みんなが富士山に登るわけではない

先日のことだが,業界では有名な教科書会社の営業の方がお見えになるので,しばし談笑。
今はどんな教科書をお使いですかと尋ねられて...『フランス語2001』だと答える。
色々な教科書を使ってきたけれど,この教科書にであって以来,他の教科書が使えなくなってしまった。
私の勤務先は大学2年生からフランス語で専門的な文献を読む必要があるような大学ではない。むしろ,自分は語学に向いてないとか,語学が苦手という固定観念を抱いてる学生さんが多いところだ。
そうした人々を対象に,仮に接続法までを半年ないし1年で終わらせようとすると,教室で収拾がつかなくなる。受講生は努力に見合った語学力がついたという感覚を味わえない。フランス語を勉強する意欲が持てないし,意味が見出せない。そもそも,2年生から外国語で専門的な文献を読むわけではないので,大学で新たに外国語を学ぶ必要性を感じることもない。
誰もが富士山を目指してフランス語を勉強するわけではない。とりあえず,自分の家のまわりを散歩することからはじめて,結果として,いつかは富士山を目指す気になってもらう。そんな学習の仕方があってもいいはずだ。
その点で『フランス語2001』はとてもよくできている。凄い所は,最小限の努力で自分の日常をフランス語で最大限言い表すことを追求した点だと思う。『フランス語2001』に類する,というかインスピレーションを得た(パクったとは,恐ろしくて言えない!)教科書は色々出ているけれど,残念ながらこれに勝る教科書は出ていない。恐らく出ないだろう。
自分の日常を語るのに必要な<最低限>の情報しか,この教科書には出てこないからだ。これ以上,削ると日常が語れなくなる,そこまで内容を吟味し,絞り込んでいる。普通は,あれもこれも盛り込みたくなる。だれだって勉強したことは誰かに伝えたくなるし,記載されている情報の量イコール教科書の質と未だに多くの語学教師が無意識のうちに考えがちだ。
その傾向に反し,学習内容を限界まで絞り込んでいるところに教科書の凄さがあるのだと思う。

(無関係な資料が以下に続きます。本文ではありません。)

PR #139, opened 2023-10-05
util: Fix vku::GetObjectType() broken for 32 bit builds

charles-lunarg:
Non Dispatchable handles are not typed in 32 bit builds, so the vku::GetObjectHandle() helper fails to compile. The solution is to just not define the helper in 32 bit builds.

### DIFF
--- a/include/vulkan/utility/vk_struct_helper.hpp
+++ b/include/vulkan/utility/vk_struct_helper.hpp
@@ -1175,6 +1175,7 @@ template<typename T> VkObjectType GetObjectType() {
     return VK_OBJECT_TYPE_UNKNOWN;
 }
 
+#if VK_USE_64_BIT_PTR_DEFINES == 1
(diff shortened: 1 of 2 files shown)


include/vulkan/utility/vk_struct_helper.hpp
```diff
@@ -1226,6 +1227,7 @@ template<> inline VkObjectType GetObjectType<VkMicromapEXT>() { return VK_OBJECT
 template<> inline VkObjectType GetObjectType<VkOpticalFlowSessionNV>() { return VK_OBJECT_TYPE_OPTICAL_FLOW_SESSION_NV; }
 template<> inline VkObjectType GetObjectType<VkShaderEXT>() { return VK_OBJECT_TYPE_SHADER_EXT; }
 
+#endif VK_USE_64_BIT_PTR_DEFINES == 1
```
juan-lunarg, line 1230:
```suggestion
#endif // VK_USE_64_BIT_PTR_DEFINES == 1
```

juan-lunarg (approved):

PR #141, opened 2023-10-05
cmake: Only create 1 test executable

juan-lunarg:
Simplifies the code and makes adding Android testing much easier.

Since you only have to deploy 1 binary.


tests/layer/CMakeLists.txt
```diff
@@ -3,130 +3,16 @@
...
-add_executable(test_layer_setting_file)
-
-target_include_directories(test_layer_setting_file PRIVATE
-    ${CMAKE_SOURCE_DIR}/src/layer
-)
-
-target_sources(test_layer_setting_file PRIVATE
     test_setting_file.cpp
+    test_setting_util.cpp
 )
```
charles-lunarg, line 18: Why even have this file? Seems fine to just put everything in tests/CMakeLists.txt since thats how the other libraries are doing it.

juan-lunarg: Sure I don't mind.

juan-lunarg: 👍🏾

charles-lunarg (approved):

PR #149, opened 2023-10-13
ci: Add dependabot

juan-lunarg:
Ensures actions are kept up to date

Update ci.yml to not create duplicate workflow when dependabot creates branches on the repo

### DIFF
--- a/.github/workflows/ci.yml
+++ b/.github/workflows/ci.yml
@@ -7,10 +7,12 @@
 name: ci
 
 on:
-    push:
-    pull_request:
-        branches:
-            - main
+  push:
+    branches:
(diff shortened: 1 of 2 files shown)


.github/workflows/ci.yml
```diff
@@ -7,10 +7,12 @@
...
-    push:
-    pull_request:
-        branches:
-            - main
+  push:
+    branches:
+    - main
+  pull_request:
+    branches:
+    - main
```
juan-lunarg, line 15: This prevents the situation where GHA runs twice because the user didn't use a fork. Which is helpful since dependabot doesn't use forks.

Issue #73, opened 2023-08-23
lvt_function_pointers & vk_function_pointers


juan-lunarg:
Both VVL and VEL use very similar generated code:

VVL
- https://github.com/KhronosGroup/Vulkan-ValidationLayers/blob/main/layers/vulkan/generated/vk_function_pointers.h
- https://github.com/KhronosGroup/Vulkan-ValidationLayers/blob/main/layers/vulkan/generated/vk_function_pointers.cpp

VEL
- https://github.com/KhronosGroup/Vulkan-ExtensionLayer/blob/main/utils/generated/lvt_function_pointers.h
- https://github.com/KhronosGroup/Vulkan-ExtensionLayer/blob/main/utils/generated/lvt_function_pointers.cpp

juan-lunarg:
> Opened this up a month ago, but the reality is that the solution is to use volk, not write another new library. If there is future interest in library for function loading in this repo, it can be revisited.

PR #152, opened 2023-10-16
Add vk_function_loader.hpp

charles-lunarg:
Adds a new header only utility library which contains a loader for the Vulkan-Loader,
tables to hold vulkan function pointers, and init functions to fill them out.

This is for #73 - will close the issue when VVL & VEL are using this library.

### DIFF
--- a/include/CMakeLists.txt
+++ b/include/CMakeLists.txt
@@ -23,10 +23,11 @@ if (CMAKE_VERSION VERSION_GREATER_EQUAL "3.19")
 		vulkan/vk_enum_string_helper.h
 		vulkan/utility/vk_format_utils.h
 		vulkan/utility/vk_struct_helper.hpp
+		vulkan/utility/experimental/vk_function_loader.hpp
 	)
 endif()
 
-target_link_Libraries(VulkanUtilityHeaders INTERFACE Vulkan::Headers)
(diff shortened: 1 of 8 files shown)


tests/test_setting_env.cpp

だから,『フランス語2001』の後を追う教科書は,この教科書が削った余計な何かをどうしても掲載せざるを得ない(そうしないとまったく同じになってしまう)。

その他,『えすかるご2』の例文が,今日の社会常識からして,異様に時代遅れ(女性差別とも取れそう)であることも申し述べさせて頂いた。営業の方はメモをとっておいでだったが,改訂版がもしも出れば,その時にはどうなっているかしら。